Problem requirements.
Your answer must be an exact copy of every record below.

++++ Entries supplied

PR #335, opened 2016-06-17
add ts-mobx-react-starter-kit to README

Torwori:
Hey guys,

I made a starter kit, it would be nice if it could be linked here. :smile:


mweststrate:
Nice!

PR #342, opened 2016-06-18
Fixed #341 ObservableArray.find return null instead of undefined

### LINKED ISSUE #341: ObservableArray.find returns null instead of undefined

++++++++

Reply to the exercise.
PR #335, opened 2016-06-17
add ts-mobx-react-starter-kit to README

Torwori:
Hey guys,

I made a starter kit, it would be nice if it could be linked here. :smile:


mweststrate:
Nice!

PR #342, opened 2016-06-18
Fixed #341 ObservableArray.find return null instead of undefined

### LINKED ISSUE #341: ObservableArray.find returns null instead of undefined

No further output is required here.